▶ Information given:
——

PR #1782, opened 2024-04-23
Update META.json

AneeqaCodes:
I removed the duplicate abstract field from the provides.ApacheAGE section, as it's already present at the root level.

### DIFF
--- a/META.json
+++ b/META.json
@@ -9,7 +9,6 @@
    "license": "apache_2_0",
    "provides": {
       "ApacheAGE": {
-         "abstract": "Apache AGE is a PostgreSQL Extension that provides graph database functionality",
          "file": "age--1.3.0.sql",
          "docfile": "README.md",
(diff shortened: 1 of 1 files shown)


jrgemignani:
@AneeqaCodes Not sure if this conflicts with #1711, which is pending Apache.
@eyab

AneeqaCodes:
I don't think so that it will create any conflict.

AneeqaCodes:
Redundancy should be eliminated.

jrgemignani:
@AneeqaCodes As this is just fixing a redundancy, which isn't causing any issues, I would like to wait for the other PR to be processed first. I don't want to generate any potential merge conflicts.

AneeqaCodes:
@jrgemignani I think you're right and I will try to find out more crucial issues which need to fixed asap.

PR #1793, opened 2024-04-25
python driver psycopg3

mhmaguire:
Updated python driver code to psycopg 3 for my own purposes and figured you all might like to do the same sometime.


aked21:
Hi @mhmaguire, can you specify what have been changed and/or added for your needs?  
Thank you for contributing!
AK

dehowef:
Wow! Thank you so much this is great.

dehowef:
@mhmaguire I pulled down your changes to take a look, and the test files are complaining with the line:

AttributeError: 'TestAgeBasic' object has no attribute 'args'

Granted I just took a cursory glance, but I wanted to ask, do the tests work on your machine? Thanks for your time.

dehowef:
@mhmaguire scratch my previous comment-- User error on my part! I'll continue reviewing this when I find a moment

dehowef:
> @mhmaguire scratch my previous comment-- User error on my part! I'll continue reviewing this when I find a moment

Lol okay actually sorry to walk back my comment again, but when I run the unittests via "python -m unittest -v test_age_.py" and python -m unittest -v test_networkx.py as stated in the documentation, they throw an attribute error as follows:

Traceback (most recent call last):
  File "/home/user/age/drivers/python/test_age_py.py", line 36, in setUp
    host=self.args.host,
         ^^^^^^^^^
AttributeError: 'TestAgeBasic' object has no attribute 'args'

The unit tests still run fine if I call them directly, but I think it'd be a relatively easy fix to get this error to disappear. Would you mind amending your commit so that they work with these unit test commands? Otherwise it looks great and I appreciate what you've done here. I think after that change, I'll give it another once over and probably good to go. @mhmaguire

mhmaguire:
@dehowef I set a default prefilled namespace so tests won't fail when bypassing argparse.

`python test_age_py.py` would have a similar effect...

dehowef:
> @dehowef I set a default prefilled namespace so tests won't fail when bypassing argparse.
> 
> `python test_age_py.py` would have a similar effect...

@mhmaguire Yeah, that way of testing was written by the original author of the python driver, been thinking of updating/removing that section of the documentation. I just looked over everything, and it looks great! We usually want to bring all updates to the main branch down to previous versions, from PG16 down til PG13. If you want to create the PRs for those branches as well, feel free to, otherwise I might just go ahead and do that within the next few days!! Thank you so much for your contribution :slightly_smiling_face:

PR #1799, opened 2024-04-26
Fix issue 1767: CREATE TABLE AS SELECT * FROM cypher, errors

jrgemignani:
Fixed issue 1767: create table as select * from cypher()... throws an error -

ERROR:  unhandled cypher(cstring) function call

CREATE TABLE AS is a utility command and therefore is not seen by the query tree walker. This is by design, per the query_tree_walker code comments. This is why the cypher command wasn't transformed causing the above error.

The fix was to add a check for utility commands in the Query section of the convert_cypher_walker. If found, the embedded query from CreateTableAsStmts nodes is extracted and processed.

NOTE: This only enables the utility command CreateTableAsStmts nodes.
      Others will need to be added on a case by case basis.

Added regression tests.


dehowef (approved):
Short, simple, sweet. Looks good.

PR #1801, opened 2024-04-26
[PROPOSAL] Integrated age extension into the postgresql database

seo-kw:
Proposed pg_graph project will provide AGE extension features in DBMS core engine which is based on PG13 for now.

Thanks.


seo-kw:
@jrgemignani  Sorry for the late reply, and here is the answer about your three questions.

- Any origin story? Where is it from? Who created it?

    It was created been ago for graph processing in RDBMS. you can still visit the original one.
    It comes from Bitnine's Agensgraph. also, created and copyright reserved by Bitnine.

- Is it being donated? If so, could you briefly tell us why?

    Yes. It will be donated.
    AGE is an extension, and originally it was derived from Agensgraph's extension project.
    so developing overlapped or something couldn't be provided with the extension itself, this could be a one of a choice.
    and also sharing the vision of graph processing.

- Are there any previous licenses or owners which could interfere with any donation?

    It has been integrated with Postgresql so, there's a postgres license. you can check in most of the codes.
    and there was bitnine licensed for codes. but it's removed because it'll be donated to the AGE project without copyright issues.


Sorry for the delayed reply, and thanks again.

MironAtHome:
Is it compatible with Age? I mean if I develop my graph database using age, would a build of this Postgres integrated graph-db be able to work with same data?

jrgemignani:
@MironAtHome Unless it stores data the same as AGE, then the answer is likely no.

PR #1803, opened 2024-04-26
Implement Returnless Unions in Subqueries

dehowef:
Added logic to support returnless unions in subqueries.

Added regression tests to support this addition. Modified regression tests to capture more cases.


regress/sql/cypher_subquery.sql
```diff
@@ -73,13 +73,24 @@ SELECT * FROM cypher('subquery', $$ MATCH (a:person)
 												 }
 									RETURN (a) $$) AS (result agtype);
 
---union, no returns, not yet implemented, should error out
+--union, no returns
 SELECT * FROM cypher('subquery', $$ MATCH (a:person)
 									WHERE EXISTS {
```
rafsun42, line 78: Just curious (because I don't know EXISTS subquery much), how does WHERE EXISTS work if the inner subquery does not return?

dehowef: In this case you commented on, no returns means that there is no RETURN clause specified. The query will still have a result, even if there is no return clause.

I am not sure what you mean by does not return, as all queries should return a result.

rafsun42 (approved):

PR #1808, opened 2024-04-26
Minor VLE and agtype_eq/ne performance updates

jrgemignani:
Integrated datum_image_hash and datum_image_eq to the logic for the VLE edge property datum match.

Additionally, both were added to agtype_eq and agtype_ne.

The hope is that, for large datums, these routines will improve performance.

No impact to regression tests.


dehowef:
Great!

PR #839, opened 2023-10-07
fix: Fixed the state transition error in minCostClimbingStairsDP and minCostClimbingStairsDPComp function

foursevenlove:
- This pull request addresses an issue and fixes it by correctly updating the state transition in the `minCostClimbingStairsDP` and `minCostClimbingStairsDPComp` function.

- In the `minCostClimbingStairsDP` function, the previous implementation had an error in the state transition logic where it was incorrectly choosing to `int(math.Min(float64(dp[i-1]), float64(dp[i-2]+cost[i])))` instead of `int(math.Min(float64(dp[i-1]+cost[i]), float64(dp[i-2]+cost[i])))`. In order to improve readability, I have adopted the following approach and implemented the `min` function: `min(dp[i-1], dp[i-2]) + cost[i]`.

- For the `minCostClimbingStairsDPComp` function, the modification is the same as above.

### DIFF
--- a/codes/go/chapter_dynamic_programming/min_cost_climbing_stairs_dp.go
+++ b/codes/go/chapter_dynamic_programming/min_cost_climbing_stairs_dp.go
@@ -4,13 +4,17 @@
 
 package chapter_dynamic_programming
 
-import "math"
-
 /* 爬楼梯最小代价：动态规划 */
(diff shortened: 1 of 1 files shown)


Reanon (approved):

krahets (approved):
Thanks for the PR!

PR #842, opened 2023-10-08
docs: add formula derivation for unbounded knapsack

hpstory:


krahets:
Thanks for the PR! It is mathmatically correct, but I think it makes the problem more complicated unneccessarily.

——

▶ What you should do:
Each record above is to be reproduced word for word.

▶ Exercise output:
PR #1782, opened 2024-04-23
Update META.json

AneeqaCodes:
I removed the duplicate abstract field from the provides.ApacheAGE section, as it's already present at the root level.

### DIFF
--- a/META.json
+++ b/META.json
@@ -9,7 +9,6 @@
    "license": "apache_2_0",
    "provides": {
       "ApacheAGE": {
-         "abstract": "Apache AGE is a PostgreSQL Extension that provides graph database functionality",
          "file": "age--1.3.0.sql",
          "docfile": "README.md",
(diff shortened: 1 of 1 files shown)


jrgemignani:
@AneeqaCodes Not sure if this conflicts with #1711, which is pending Apache.
@eyab

AneeqaCodes:
I don't think so that it will create any conflict.

AneeqaCodes:
Redundancy should be eliminated.

jrgemignani:
@AneeqaCodes As this is just fixing a redundancy, which isn't causing any issues, I would like to wait for the other PR to be processed first. I don't want to generate any potential merge conflicts.

AneeqaCodes:
@jrgemignani I think you're right and I will try to find out more crucial issues which need to fixed asap.

PR #1793, opened 2024-04-25
python driver psycopg3

mhmaguire:
Updated python driver code to psycopg 3 for my own purposes and figured you all might like to do the same sometime.


aked21:
Hi @mhmaguire, can you specify what have been changed and/or added for your needs?  
Thank you for contributing!
AK

dehowef:
Wow! Thank you so much this is great.

dehowef:
@mhmaguire I pulled down your changes to take a look, and the test files are complaining with the line:

AttributeError: 'TestAgeBasic' object has no attribute 'args'

Granted I just took a cursory glance, but I wanted to ask, do the tests work on your machine? Thanks for your time.

dehowef:
@mhmaguire scratch my previous comment-- User error on my part! I'll continue reviewing this when I find a moment

dehowef:
> @mhmaguire scratch my previous comment-- User error on my part! I'll continue reviewing this when I find a moment

Lol okay actually sorry to walk back my comment again, but when I run the unittests via "python -m unittest -v test_age_.py" and python -m unittest -v test_networkx.py as stated in the documentation, they throw an attribute error as follows:

Traceback (most recent call last):
  File "/home/user/age/drivers/python/test_age_py.py", line 36, in setUp
    host=self.args.host,
         ^^^^^^^^^
AttributeError: 'TestAgeBasic' object has no attribute 'args'

The unit tests still run fine if I call them directly, but I think it'd be a relatively easy fix to get this error to disappear. Would you mind amending your commit so that they work with these unit test commands? Otherwise it looks great and I appreciate what you've done here. I think after that change, I'll give it another once over and probably good to go. @mhmaguire

mhmaguire:
@dehowef I set a default prefilled namespace so tests won't fail when bypassing argparse.

`python test_age_py.py` would have a similar effect...

dehowef:
> @dehowef I set a default prefilled namespace so tests won't fail when bypassing argparse.
> 
> `python test_age_py.py` would have a similar effect...

@mhmaguire Yeah, that way of testing was written by the original author of the python driver, been thinking of updating/removing that section of the documentation. I just looked over everything, and it looks great! We usually want to bring all updates to the main branch down to previous versions, from PG16 down til PG13. If you want to create the PRs for those branches as well, feel free to, otherwise I might just go ahead and do that within the next few days!! Thank you so much for your contribution :slightly_smiling_face:

PR #1799, opened 2024-04-26
Fix issue 1767: CREATE TABLE AS SELECT * FROM cypher, errors

jrgemignani:
Fixed issue 1767: create table as select * from cypher()... throws an error -

ERROR:  unhandled cypher(cstring) function call

CREATE TABLE AS is a utility command and therefore is not seen by the query tree walker. This is by design, per the query_tree_walker code comments. This is why the cypher command wasn't transformed causing the above error.

The fix was to add a check for utility commands in the Query section of the convert_cypher_walker. If found, the embedded query from CreateTableAsStmts nodes is extracted and processed.

NOTE: This only enables the utility command CreateTableAsStmts nodes.
      Others will need to be added on a case by case basis.

Added regression tests.


dehowef (approved):
Short, simple, sweet. Looks good.

PR #1801, opened 2024-04-26
[PROPOSAL] Integrated age extension into the postgresql database

seo-kw:
Proposed pg_graph project will provide AGE extension features in DBMS core engine which is based on PG13 for now.

Thanks.


seo-kw:
@jrgemignani  Sorry for the late reply, and here is the answer about your three questions.

- Any origin story? Where is it from? Who created it?

    It was created been ago for graph processing in RDBMS. you can still visit the original one.
    It comes from Bitnine's Agensgraph. also, created and copyright reserved by Bitnine.

- Is it being donated? If so, could you briefly tell us why?

    Yes. It will be donated.
    AGE is an extension, and originally it was derived from Agensgraph's extension project.
    so developing overlapped or something couldn't be provided with the extension itself, this could be a one of a choice.
    and also sharing the vision of graph processing.

- Are there any previous licenses or owners which could interfere with any donation?

    It has been integrated with Postgresql so, there's a postgres license. you can check in most of the codes.
    and there was bitnine licensed for codes. but it's removed because it'll be donated to the AGE project without copyright issues.


Sorry for the delayed reply, and thanks again.

MironAtHome:
Is it compatible with Age? I mean if I develop my graph database using age, would a build of this Postgres integrated graph-db be able to work with same data?

jrgemignani:
@MironAtHome Unless it stores data the same as AGE, then the answer is likely no.

PR #1803, opened 2024-04-26
Implement Returnless Unions in Subqueries

dehowef:
Added logic to support returnless unions in subqueries.

Added regression tests to support this addition. Modified regression tests to capture more cases.


regress/sql/cypher_subquery.sql
```diff
@@ -73,13 +73,24 @@ SELECT * FROM cypher('subquery', $$ MATCH (a:person)
 												 }
 									RETURN (a) $$) AS (result agtype);
 
---union, no returns, not yet implemented, should error out
+--union, no returns
 SELECT * FROM cypher('subquery', $$ MATCH (a:person)
 									WHERE EXISTS {
```
rafsun42, line 78: Just curious (because I don't know EXISTS subquery much), how does WHERE EXISTS work if the inner subquery does not return?

dehowef: In this case you commented on, no returns means that there is no RETURN clause specified. The query will still have a result, even if there is no return clause.

I am not sure what you mean by does not return, as all queries should return a result.

rafsun42 (approved):

PR #1808, opened 2024-04-26
Minor VLE and agtype_eq/ne performance updates

jrgemignani:
Integrated datum_image_hash and datum_image_eq to the logic for the VLE edge property datum match.

Additionally, both were added to agtype_eq and agtype_ne.

The hope is that, for large datums, these routines will improve performance.

No impact to regression tests.


dehowef:
Great!

PR #839, opened 2023-10-07
fix: Fixed the state transition error in minCostClimbingStairsDP and minCostClimbingStairsDPComp function

foursevenlove:
- This pull request addresses an issue and fixes it by correctly updating the state transition in the `minCostClimbingStairsDP` and `minCostClimbingStairsDPComp` function.

- In the `minCostClimbingStairsDP` function, the previous implementation had an error in the state transition logic where it was incorrectly choosing to `int(math.Min(float64(dp[i-1]), float64(dp[i-2]+cost[i])))` instead of `int(math.Min(float64(dp[i-1]+cost[i]), float64(dp[i-2]+cost[i])))`. In order to improve readability, I have adopted the following approach and implemented the `min` function: `min(dp[i-1], dp[i-2]) + cost[i]`.

- For the `minCostClimbingStairsDPComp` function, the modification is the same as above.

### DIFF
--- a/codes/go/chapter_dynamic_programming/min_cost_climbing_stairs_dp.go
+++ b/codes/go/chapter_dynamic_programming/min_cost_climbing_stairs_dp.go
@@ -4,13 +4,17 @@
 
 package chapter_dynamic_programming
 
-import "math"
-
 /* 爬楼梯最小代价：动态规划 */
(diff shortened: 1 of 1 files shown)


Reanon (approved):

krahets (approved):
Thanks for the PR!

PR #842, opened 2023-10-08
docs: add formula derivation for unbounded knapsack

hpstory:


krahets:
Thanks for the PR! It is mathmatically correct, but I think it makes the problem more complicated unneccessarily.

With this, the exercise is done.